# Work instructions:
Say how many lines in the entries hold the string "stated", giving the number by itself.

(Stored entries)
PR #1760, opened 2026-08-12
🔧 Accept ubCode-only directive options and refresh the docs ubCode config

chrisjsewell:
Two related changes, one commit each.

## 1. Accept the ubCode-only directive options as no-ops

[ubCode](https://ubcode.useblocks.com) supports a few view-directive options that
Sphinx-Needs has no equivalent for. Today a document written for ubCode does not just lose
those options under Sphinx — it fails to build:

```text
index.rst:11: ERROR: Error in "needlist" directive:
unknown option: "cypher".
index.rst:16: ERROR: Error in "needtable" directive:
unknown option: "cypher".
index.rst:21: ERROR: Error in "needflow" directive:
unknown option: "cypher".
index.rst:28: ERROR: Error in "needsequence" directive:
unknown option: "max_items".
build finished with problems, 4 warnings (with warnings treated as errors).
```

That is a docutils level-3 error, so the directive class is never instantiated: the view is
replaced by a system message plus a literal echo of the source, and `-W` builds fail.

This adds the options to the `option_spec` of the directives ubCode accepts them on, as
`directives.unchanged`:

| directive | options |
|---|---|
| `needlist` | `cypher`, `max_items` |
| `needtable` | `cypher`, `max_items` |
| `needflow` | `cypher`, `max_items`, `width`, `height` |
| `needsequence` | `max_items`, `width`, `height` |

(`width`/`height` are accepted by ubCode on the two diagram directives as of its next
release.) They go in each directive's own `option_spec` literal rather than in
`FilterBase.base_option_spec` or `DiagramBase.base_option_spec` — neither mixin's spread
matches this set, so using one would invent surface on `needextract`/`needgantt` that no
ubCode document can use.

These options may gain native implementations in future Sphinx-Needs releases, in which
case they would take effect here as well rather than being ignored — the shared docs note
says so, so the surface is forward-compatible rather than permanently inert.

### Why this is not a behaviour change

1. **The options never reach a node.** Each of the four directives builds its node
   attributes from a closed, hand-written literal, and this PR does not touch
   `collect_filter_attributes()` or `collect_diagram_attributes()`. The options are parsed
   and dropped — exactly how `export_id` already behaves. A doctree dump of a document using
   all of them shows zero compat attributes on all four nodes.
2. **They never reach `needs.json`.** There is no route from a view node into
   `needsfile.py`'s output; the old `has_export_filters` route was removed. Verified on a
   `needs_build_json = True` build: zero occurrences.
3. **The `ubproject.toml` additions below are invisible to Sphinx.**
   `load_config_from_toml` reads only `toml_data["needs"]`, and every table this PR touches
   (`[build.html]`, `[parse]`, `[intersphinx]`) is top-level (`[parse]` already exists on master; corrected from "adds" per review F4).

Empirically: the full test suite's failure set is byte-identical before and after, the
`test_basic_doc` doctree snapshot does not churn, and `sphinx-build -W` on a document using
all the options goes from exit 1 to exit 0.

### The trade-off, stated plainly

Accepting an option silently costs feedback. For `cypher` and `max_items` that is
negligible — they are ubCode coinages and are not near-misses for any real Sphinx-Needs
option. For **`width` and `height` it is a real, if small, regression**: someone who has
never heard of ubCode and writes `:width: 400` on a `needflow` gets a loud error today, and
after this PR gets a silently ignored option and a diagram that is not the size they asked
for. The mitigation is documentation, not a warning — a warning would defeat the purpose,
since every ubCode-authored directive would then warn and `-W` builds would still fail. The
new note in `docs/filter.rst` says so explicitly, and I am happy to drop those two options
if you would rather not take that trade.

A `needs_ubcode_compat` config flag was considered and rejected: ubCode-authored docs would
still fail out of the box, which is the whole problem, and it is strictly more surface than
11 lines of `directives.unchanged`. Ungated inert options already exist in the tree
(`export_id`, and `show_link_names` / `highlight` / `config_names` on the diagram
directives).

### Docs and tests

- One shared, anchored note in `docs/filter.rst` (next to the `export_id` precedent, but a
  plain `.. note::` — these are not deprecated), plus a one-line reference from each of the
  four directive pages.
- `tests/doc_test/doc_ubcode_compat/` + `tests/test_ubcode_compat.py`, asserting both that
  the build is warning-free and the four views render, and that none of the option names
  appears in any view node's attributes.

## 2. Refresh `docs/ubproject.toml`

`docs/ubproject.toml` is this documentation's ubCode configuration, and via
`needs_from_toml` also the source of its `needs_*` settings. It had drifted from `conf.py`,
so ubCode reported warnings the Sphinx build does not. `ubc check` on `docs/` goes from
**29 warnings to 15** (0 errors throughout):

| added | effect |
|---|---|
| `rst_epilog` (the `\|br\|` substitution, as in `conf.py`) | −10 `substitution.undefined` |
| `[intersphinx.projects.python]` + `.sphinx` (as in `intersphinx_mapping`) | −4 `intersphinx.ref` |
| `sphinx.ext.extlinks` + `sphinx.ext.todo` in `parse.extensions` | warning-neutral |
| `[parse.extlinks.pr]` + `[parse.extlinks.issue]` (as in `extlinks`) | warning-neutral, but rendering-critical: ~312 `:pr:` and ~181 `:issue:` references otherwise render without a link |

Removed: the `extend_directives` entries for `grid-item-card`, `button-link`, `button-ref`,
`uml` and `page-summary`, which ubCode now supports natively. Each was checked on its own and
in combination and is warning-neutral; `page-summary` is additionally unused anywhere in the
docs. `need-warnings` and `need-core-fields` are kept, since `conf.py` registers those
locally.

Also `[build.html]` and `docs/_static/ubc-theme.css`, so the experimental `ubc build html`
site carries the same branding as the Sphinx one (`ubc build html`: 40 pages, both
stylesheets linked in cascade order). The theme sheet is self-contained — no `@import`, no
external URLs.

`[needs]` and `[needs_json]` are untouched, so the Sphinx build sees no change at all.


ubmarco (approved):
LGTM

PR #1765, opened 2026-08-14
✨ Add needs_card_layouts, a declarative way to define need layouts

chrisjsewell:
### What this adds

A new configuration option, `needs_card_layouts`, that describes a need's rendering as a
small dictionary — a *card specification* — instead of as hand-written layout strings:

```python
needs_card_layouts = {
    "product": {
        "extends": "clean",
        "meta": {"include": ["status", "tags"]},
        "footer": ["id", "type"],
        "collapse": "closed",
    }
}
```

```rst
.. req:: A requirement
   :id: REQ_1
   :layout: product

   The body of the need.
```

Specifications are compiled during `config-inited` (priority 550 — after
`merge_default_configs`, before `check_configuration`) into ordinary `needs_layouts`
entries. Because `LayoutHandler.__init__` is the single place the layout registry is ever
read, a compiled card is honoured by the `:layout:` option, `needs_default_layout`,
`needextract`, `needservice` and the GitHub service **with no change to the renderer, the
grids, the CSS or the JavaScript**. The whole change outside the new module is nine lines.

`needs_layouts` is untouched and stays fully supported: it is the escape hatch for the
layouts the card vocabulary deliberately cannot express. This is not a deprecation.

### Why compile instead of render

The card vocabulary is validated and typed; the layout DSL is not, is re-parsed per need per
build, and fails by raising `SphinxNeedLayoutException`, which derives from `BaseException`
and so escapes every `except Exception` in Sphinx's node-processing path — an aborted build
with a bare traceback and no document location, for a string the user never wrote.

The compiler is therefore built so that it *cannot* produce such a string:

* it emits only from a closed set of module-level templates;
* the only user text that ever reaches a layout string is a field name, and only after
  matching `^[A-Za-z_][A-Za-z0-9_-]*$`;
* it never emits `is_external` (which would perform a build-time HTTP fetch and write into
  the source tree), never emits a literal `{{` (a need placeholder that raises when it
  cannot be resolved), never emits more than one `collapse_button` (the collapse JavaScript
  resolves icons with `document.querySelector`), and only emits a `collapse_button` for a
  card that has both a header and a meta region, so its `meta` target row always exists —
  the JavaScript has no null guard there;
* it checks that every section it emits is one the chosen grid actually reads, since unread
  sections are dropped silently.

Three sweeps over the whole valid-specification matrix assert each of these.

### Validation and warnings

A specification that cannot be compiled is reported through a new `needs.card_layout`
warning subtype and skipped. The build continues and the other cards still compile. A card
is likewise skipped, never used, when its name is already taken by a built-in layout or by a
`needs_layouts` entry. The collision set is exactly those two: layouts that *services*
register do so later in the build than card layouts are compiled, so a card named `github`
takes precedence over the GitHub service's layout silently — exactly as a
`needs_layouts` entry of that name already does today. That is documented as a named limit
on the new page rather than special-cased in the compiler, so that the service's existing
user-override affordance keeps working through the new door as well.

The subtype is added to both sorted dicts in `logging.py`, so the user-facing subtype list in
the documentation regenerates itself.

### Semantics mapping

The specification vocabulary is shared with ubCode, which implements it natively; the two
therefore need a stated mapping onto this repository's grids and layout functions.

Regions to grid:

| header | meta | side | footer | grid |
|---|---|---|---|---|
| ✔ | any | — | — | `simple` |
| ✔ | any | — | ✔ | `simple_footer` |
| ✔ | any | full | — | `simple_side_{left,right}` |
| ✔ | any | partial | — | `simple_side_{left,right}_partial` |
| ✘ | ✘ | — | — | `content` |
| ✘ | ✘ | — | ✔ | `content_footer` |
| ✘ | ✘ | ✔ | — | `content_side_{left,right}` |
| ✘ | ✘ | ✔ | ✔ | `content_footer_side_{left,right}` |

Elements (`footer` and `side` share one set):

| element | emitted |
|---|---|
| `id` | `<<meta_id()>>` |
| `title` | `<<meta("title")>>` |
| `type` | `<<meta("type_name")>>` |
| `layout_echo` | `layout: <<meta("layout")>>` |
| `style_echo` | `style: <<meta("style")>>` |
| `field:<n>` | `<<meta("<n>")>>` |
| `image:<f>` | `<<image("field:<f>", align="center")>>` |

Meta region:

| spec | emitted |
|---|---|
| `fields = "stored"` / `"effective"` | `<<meta_all(no_links=True)>>` |
| `fields = "all"` | `<<meta_all(exclude=[], defaults=False)>>` |
| `exclude` | `exclude=["…"]` on the call |
| `empties` | `show_empty=True` on the call |
| `links = true` | additional line `<<meta_links_all()>>` |
| `meta = False` | no meta region (a `content*` grid) |
| `side = False` or `side = {"elements": []}` | no side region — the two spellings are equivalent, here and in ubCode |
| `include = [x,y]` | one `<<meta("x")>>` per field, in order |
| `collapse = "honour"` / `"closed"` | `collapse_button(…, initial=False / True)` |
| `collapse = "open"` | no `collapse_button` |

Because the compiler targets the existing grids, the built-in permutations round-trip: the
specifications for `clean_l`, `clean_lp`, `clean_r`, `clean_rp`, `focus_f`, `focus_l` and
`focus_r` compile back to those layouts **byte for byte**, which the tests assert.

Documented limits, all on the new page:

* no grid has a header, a side region *and* a footer, and none has a meta region without a
  header — such a specification is reported and skipped;
* a headerless side region has no partial grid, so `span = "partial"` degrades to `"full"`
  with a warning;
* `links_back` cannot be switched off on its own, because the link types are not yet known
  at `config-inited`; such a card is reported and rendered with back links;
* `collapse = "open"` shows the meta region with no toggle, since a layout cannot override a
  need's own `:collapse:`, only leave the button out;
* `"stored"` and `"effective"` render the same fields here — `meta_all` iterates the need
  either way. The distinction is kept because it is meaningful in tools consuming the same
  specifications;
* a header with `meta = false` leaves an empty meta band, since the header grids always emit
  that row;
* `id` in a side region renders horizontally — the vertical strip of `focus_l` / `focus_r`
  comes from CSS selected on those layout *names*;
* layouts registered by services are not in the collision set, since services register later
  than card layouts are compiled (see above).

### Future vocabulary

The vocabulary is deliberately a closed, typed set per version: it grows by adding typed
elements over the fixed regions, never by admitting template strings or user-defined
grids — those remain exactly what `needs_layouts` is for.

The first step is the element **object form**: every element string becomes canonical
sugar for a dict — `"image:diagram"` ≡ `{"type": "image", "field": "diagram"}` — and the
dict is where per-element options land (`height` / `width` on an image, a display label
on a field). Purely additive for existing configs, and the options compile 1:1 onto
`image()` / `meta()` keyword arguments the layout DSL already has.

The further additions, all of which already have compile targets in the existing DSL:
per-link-type link rows (`meta_links("<type>", incoming=…)`), a `link:<field>` element
for URL-valued fields (`link(is_dynamic=True)`), and a header composed as an ordered
element list with display labels. Unknown keys and elements are reported and skipped
today, so a spec written for a newer vocabulary degrades loudly rather than silently on
an older release.

### Tests

`tests/test_card_layouts.py`, 142 tests, in three layers:

* a unit matrix over the compiler: every element, every meta tier and switch, every collapse
  mode, all fourteen grid selections, `extends` from each of the twelve built-in bases and
  through user chains, sub-table merging, built-in-table immutability, and 25 validation
  failures (unknown keys, bad enums, bad identifiers, cycles, impossible grids, title
  placement, collisions);
* end-to-end `test_app` builds asserting the emitted table class list and the
  `rowspan`/`colspan` skeleton, with `app.warning_list == []` on the happy path;
* a warning table asserting that each invalid card appears in the build warnings, that the
  build still succeeds, and that its sibling card still compiled and rendered.

Three `conformance_*` specifications are committed verbatim and built end to end, so this
implementation of the vocabulary can be compared against another's.

### Docs

* new page `docs/card_layouts.rst` (How-tos, after `layout_styles`), linking into the
  existing grid anchors rather than editing `layout_styles.rst`;
* the feature is used by this documentation itself: two `needs_card_layouts` entries in
  `docs/ubproject.toml` (read via `needs_from_toml`) drive live rendered examples on the
  new page — a side+image profile card and a footer/collapse summary card. The three
  pre-existing `needs_layouts` entries there are deliberately untouched: each uses
  something the card vocabulary cannot express (a prose head line, `permalink()`,
  `sidebar()`), which is precisely the escape-hatch split the two options are meant
  to have;
* `needs_card_layouts` entry in `docs/configuration.rst`, next to `needs_layouts`;
* `docs/changelog.rst` updated.


ubmarco (approved):
LGTM, declarative is better than programmed

PR #1770, opened 2026-08-15
✨ needflow: a portable option vocabulary, with deprecations

chrisjsewell:
Third slice of the needflow portable-options work, riding #1768 (bug fixes) and #1769 (one
graph model, two thin emitters). It gives `needflow` an engine-neutral option and config
vocabulary — each option expresses intent that plantuml, graphviz, and ubCode's mermaid
renderer can honour or gracefully degrade — plus a discouraged per-engine escape hatch.

Two existing options were **widened rather than replaced**, so the spellings most likely to be
in existing documents keep working and gain no deprecation.

## Options

- **`:direction:`** (new) — `down` (default) / `up` / `right` / `left`, with `TB`/`TD`/`BT`/`LR`/`RL`
  aliases and a `needs_flow_direction` default. An explicit option beats an engine-config-derived
  direction on both engines, and disagreement warns. PlantUML has no bottom-to-top or
  right-to-left primitive (probed: both are syntax errors), so those degrade to their axis mate
  with a single warning per project.
- **`:show_link_names:` widened** — the flag now takes an optional value `none` / `outgoing` /
  `incoming` / `type`, and written bare still means exactly what it always meant (`outgoing`),
  byte-for-byte. `needs_flow_show_links` likewise accepts a string as well as a boolean
  (`True` ≡ `outgoing`, `False` ≡ `none`). That fixes the OR-interaction which made "project
  default on, this one diagram off" impossible to express.
- **`:show_legend:` widened** — it now takes the *name* of a legend defined in
  `needs_flow_legends`, or nothing. Deliberately key-only: an inline value set would collide with
  user-chosen names and need a precedence rule. Written bare it renders the legend this engine
  draws best, which upstream is today's in-diagram legend, byte-for-byte.
- **`:styles:`** (new) — a comma list of `[<filter>]:<class>` rules (the existing variant syntax)
  over named classes from `needs_flow_styles`, with CSS-cascade semantics (declaration order,
  last match wins per property) and a closed property set: `fill`, `border`, `border_width`,
  `border_style`, `text_color`, `shape`. The built-in `highlight` class byte-preserves today's
  `:highlight:` output.
- **`:engine_config:`** (new) — the escape hatch: named per-engine blobs from
  `needs_flow_engine_config`, deliberately config-level so documents stay portable.
  `:config:` becomes a deprecated alias.

## Config

`needs_flow_legends = {name: {...}}` defines legends — `parts`, an **ordered list** of the
sections to draw (`types`, `links`), and `placement` (`internal` / `external`). Unset `placement`
takes the engine's own default placement, which is internal here and external in a renderer with
no legend construct. `needs_flow_show_legend` names the legend a diagram gets when it asks for one
without naming its own; it selects *which*, never *whether*, so presence stays per-directive and
the key namespace needs no value meaning "off".

An undefined key resolves as a **chain** — the directive's key, else the project's, else the
engine default — warning at each undefined step and handing on, because an unusable value is
treated as unset everywhere in this vocabulary. The two steps warn at different tiers: a bad
directive key once per directive, a bad `needs_flow_show_legend` once per project.

`needs_links[].line/part_line/color/part_color/arrow` (neutral enums; `color` is finally
honoured — an identical TODO sat in both emitters — and is unset-by-default, so a link type can
now ask for black) and `needs_types[].shape` (a ten-member neutral enum; the legacy plantuml
`style` keywords are accepted as aliases). Options consult their config default only when unset
(the `max_items` rule from #1761), and every enumerated config value is validated at load time
with a warning and a fallback rather than a crash. Those values are matched the way the directive
options already match theirs — case-insensitively, ignoring surrounding whitespace — so
`needs_flow_direction = "Down"` no longer warns and falls back where `:direction: Down` is
accepted. (docutils' own `choice` normalises, so `:engine: PlantUML` has always been accepted;
the config half was the odd one out.)

`part_color` is an additive amendment to the planned vocabulary: without it, the deprecated
`style`/`style_part` pair could express something the neutral keys could not — a distinct colour
for part links — which stranded four link types in this project's own docs configuration on the
deprecated spelling.

## Six deprecations, honoured indefinitely

`:config:`, `:scale:` (deprecated without replacement — it was already a silent no-op on
graphviz), `:highlight:` (kept as sugar for `[<filter>]:highlight`), `:border_color:`,
`needs_links[].style/style_part/style_start/style_end`, and `needs_flow_link_types` — the last
deprecated as *dead*: it has never had any effect, and the docs that taught otherwise are
corrected. Every deprecation warns only when used; option-free builds stay warning-free. The
suite's two whole-project empty-warnings fences are intact and unmodified; three narrower fence
assertions gained a single-substring allow-list because their fixture *is* the deprecated feature
under test — each still asserts everything else is empty.

## Nothing moves for existing projects

Review-verified by cross-commit diff of the generated diagram source on both engines: projects
using only existing spellings — including bare `:show_link_names:` and bare `:show_legend:` —
produce byte-identical output, built HTML, and image filenames. No `.rst` test fixture in the repo
needed changing: `git diff origin/master -- 'tests/doc_test/**/*.rst'` is empty. The four
`conf.py` diffs come from the `needs_links` neutral-key migration and, in `doc_links/conf.py`
only, dropping a `needs_flow_link_types` that the dead-config deprecation made pointless.

`mermaid` is additionally accepted as a reserved engine name (drawing with the default engine,
with a warning) so a ubCode-authored document does not lose its diagram when rendered here.

## Bugs fixed on the way

- graphviz label wrapping could split an HTML entity (a quote in a need title produced invalid
  markup), because escaping ran before wrapping
- multi-name `:config:` merges mutated a shared dict, leaking one diagram's graphviz styles into
  the next
- `:class:` was silently dropped by the plantuml emitter
- a non-dict `needs_graphviz_styles` entry crashed the build
- an invalid `needs_flow_engine` failed via a bare `assert` (stripped under `python -O`)
- `:debug:` on plantuml now renders a line-numbered literal block, matching graphviz

## Conformance corpus

`tests/conformance/needflow/` holds 28 language-neutral cases —
`(needs data, options/config) → expected emitted source per engine + expected degradations` —
checksummed by a manifest and duplicated into ubCode, which owns the copy of record and adds the
mermaid expectations. Because the corpus names the portable vocabulary rather than either tool's
spelling, widening `:show_link_names:` changed only the mapping table. Legend expectations are
per-engine (`expect.<engine>.legend`), since an internal legend is already asserted byte-exactly
by that engine's `source` and only an external one is separate document content. Expected sources
were each reviewed against the case's stated purpose rather than snapshotted blind — that review
is what surfaced the entity-wrapping bug above. The harness refuses malformed cases and checksum
mismatches, and the refusals are themselves tested; checksums are taken over line-ending-normalised
bytes so a Windows checkout and a Linux one agree.

## Environment version

`ENV_DATA_VERSION` goes 6 → 9: the directive persists the resolved options in doctrees, and an
older reader over a newer doctree fails on the missing keys (reproduced by rebuilding across the
change and watching it raise, then fixed by the bump). 7 and 8 were intermediate shapes that
existed only within this branch, so the released step is 6 → 9. A sweep of open PRs on the literal
constant name found no competing claim.

## Tests and docs

Every behaviour change and every deprecation warning was recorded failing before its fix or
feature landed. The full suite passes (1534 passed, 13 skipped) and the docs build is
warning-free with the blanket `needs.deprecated` suppression *removed* — the deprecated demos are
now non-executed samples pointing at their replacements' rendered examples. The docs gain a
portable-options section, per-option `.. versionadded::`/`.. deprecated::` markers, and an
arrow-migration table (today's default graphviz arrowhead is `open`, not `normal`).


chrisjsewell:
## Open design questions before this merges

Three things worth settling while both this PR and the paired ubCode one are still open, since
all of them get much more expensive once the vocabulary is released.

### 1. Fold the new options back into the existing names, rather than adding new ones

The proposal: instead of `:show_legend:` → `:legend:` and `:show_link_names:` → `:link_labels:`
as deprecating renames, **keep the existing option names and widen what they accept**. Same for
the config key.

**Recommendation: do it, for all three.** It removes three of the nine deprecations, and — more
importantly — it removes them from the three spellings most likely to appear in existing
documents.

| Today | Proposed | Notes |
|---|---|---|
| `:show_link_names:` (flag) | `:show_link_names:` with optional value `none` / `outgoing` / `incoming` / `type` | Bare flag ≡ `outgoing`, which is exactly what it means today |
| `needs_flow_show_links = True` | `needs_flow_show_links` accepting `bool` **or** the same four strings | `True` ≡ `outgoing`, `False` ≡ `none` |
| `:show_legend:` (flag) | `:show_legend:` with optional value `types` / `links` / `types,links` | Bare flag keeps the legacy in-diagram rendering — see the wrinkle below |

For the link labels this is a clean flag→enum widening: there is no semantic fork, the bare form
already means precisely one of the new values, and the OR-interaction defect still gets fixed
because `none` becomes expressible per diagram (the thing a boolean project default can't be
overridden by today). `directives.unchanged` plus a validator replaces `directives.flag`, and
`needs_flow_show_links` becomes a `bool | str` config — a shape Sphinx configs use routinely.

**The one wrinkle, on `:show_legend:` only.** The bare flag renders the legend *inside* the
diagram (each engine's own drawing); the new values render an out-of-diagram table shared by all
engines. So one option name would carry two different renderings, distinguished by whether a
value is given.

That is defensible, and I'd resolve it as: **bare `:show_legend:` keeps the legacy in-diagram
rendering, frozen and undeprecated, indefinitely** — byte-preservation for existing documents —
while any value selects the portable table, which is what the docs teach going forward. The
alternative (bare form also switches to the table) silently changes the output of every existing
`:show_legend:` document, which is exactly what this PR has otherwise avoided everywhere.

**Knock-on if adopted:** `needs_flow_legend` / `needs_flow_link_labels` should become
`needs_flow_show_legend` / `needs_flow_show_links` for symmetry — both are new in this PR, so
there is no compatibility cost, only consistency. `:direction:` is unaffected: there is no legacy
name for it to preserve.

### 2. `:width:` / `:height:` — yes, and there is a live problem here

Right now `:width:` and `:height:` are accepted by the option spec
(`_directive.py:84-85`, `directives.unchanged`) but the values are **never read** — not stored,
not consulted by either emitter. They are silent no-ops upstream, while ubCode implements them.

That matters for this PR specifically, because the `:scale:` deprecation added here tells users:

> `_directive.py:256` — *"Please use `:width:` / `:height:` instead."*
> `docs/directives/needflow.rst:512` — *"Use `:width:` / `:height:` instead."*

We are currently deprecating a working-ish option by redirecting users to two options that do
nothing at all. That has to be resolved before release, one way or the other:

- **preferred** — implement `:width:` / `:height:` functionally (mirroring the ubCode semantics),
  as its own small PR following the `max_items` pattern from #1761, landing in the same release
  as this deprecation; or
- reword the `:scale:` deprecation so it does not promise a replacement that isn't there yet.

The first is better, and it also closes a real cross-tool divergence.

### 3. Theme-adaptive colours (furo light/dark toggle)

Worth stating plainly: **this is a pre-existing limitation, not something this PR introduces**,
and the vocabulary does not make it worse.

Configured colours (`needs_types[].color`, `:border_color:`, the graphviz styles, and the new
`needs_links[].color`) are baked into a rendered image at build time. A runtime theme toggle
cannot reach inside a generated PNG/SVG, so a colour chosen for a light background stays that
colour in dark mode. Two parts of the current design already behave well:

- the new out-of-diagram legend is plain docutils/HTML, so it themes correctly with the rest of
  the page;
- colours are now **unset by default** — an unset colour inherits the engine's own default rather
  than being pinned to a literal, so a project that configures nothing has nothing to clash.

The seam for an actual fix is `:styles:` being **class-name based** rather than inline values.
A class name can later be lowered to a CSS class instead of a baked attribute wherever the render
target is HTML-native. Realistically that means: very tractable for a client-side renderer
(ubCode's mermaid — classes map to CSS custom properties that follow the theme), possible for
graphviz only with inline SVG output rather than an ``, and effectively impossible for
PlantUML image output.

**Recommendation:** don't block the vocabulary on it. Add a short docs note now — configured
colours are baked at build time, so prefer values legible on both backgrounds, or leave them unset
— and treat theme-adaptive class styling as its own follow-up, ubCode-first, where it is actually
achievable end-to-end.

---

Happy to make (1) and the docs half of (3) part of this PR, and take (2) as the separate slice it
was always planned to be.

---

chrisjsewell:
## Splitting this into reviewable slices

Marked as draft: at 8,695 insertions across 57 files this is too much to review as one
unit, and it mixes changes that are purely additive with decisions about how much to break
existing projects. Those deserve separate diffs.

The plan is five PRs. The first three should be near-mechanical to review; every
"should we break this?" decision is isolated in the last two, so they can be taken one at
a time.

| # | Slice | Content | Nature |
|---|---|---|---|
| 1 | emitter fixes | the six needflow bugs — graphviz label wrapping splitting HTML entities, `:config:` merges mutating a shared dict, `:class:` dropped on plantuml, a non-dict `needs_graphviz_styles` crashing the build, `needs_flow_engine` validated by a bare `assert`, and `:debug:` harmonised — each with a regression test | pure fixes, no new surface |
| 2 | conformance corpus | the language-neutral fixture harness, with cases covering **existing** behaviour only (baseline, node-id injectivity, `%%` neutralisation, colour normalisation, empty edge labels) | test infrastructure |
| 3 | presentation options | `:direction:`, plus widening `:show_link_names:` and `:show_legend:` in place, with `needs_flow_direction` / `needs_flow_show_links` / `needs_flow_legends` / `needs_flow_show_legend` | **additive — nothing deprecated, no existing spelling changes meaning** |
| 4 | link & type styling | `needs_links[].line/part_line/color/part_color/arrow` and `needs_types[].shape`, with the legacy `style*` keys aliased and deprecated | first migration decision |
| 5 | styles & escape hatch | `:styles:` + `needs_flow_styles`, `:engine_config:` + its registries, and the remaining deprecations (`:config:`, `:scale:`, `:highlight:`, `:border_color:`, `needs_flow_link_types`) | the rest of the breakage question |

Ordering note: the entity-wrapping fix has to come first, because later slices record
generated diagram source as test expectations — without the fix those expectations would
bake in the invalid markup.

One benefit of splitting: `ENV_DATA_VERSION` on master is still 6, so slice 3 takes a clean
7 rather than the 6 → 9 jump this branch had accumulated across intermediate shapes.

Nothing here is discarded. Each slice is carved by subtraction from the reviewed state on
this branch, so the work that has already been through review is preserved rather than
rewritten. This PR stays open as the reference until its content has been redistributed.

---

PR #355, opened 2018-07-30
Remove unused vendored dependencies

gunnihinn:
Dep was complaining about them.


gunnihinn:
I can't merge this because the CI pipeline fails on the package building step.

Civil:
Hm, I thought you had an admin privileges on this repo. Now you have and you can force-merge this things.

Civil:
@azhiltsov sorry, but I disagree with you on both points. The whole purpose of testing with "1.x" and "master" is to catch regressions as early as possible, so removing them is not an option.
Not caring about compile breakage in a Dependency is also not an option as we are those who will live with it. Proper way to solve this would be reporting a bug upstream (though it seems that it's now fixed).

# Output:
3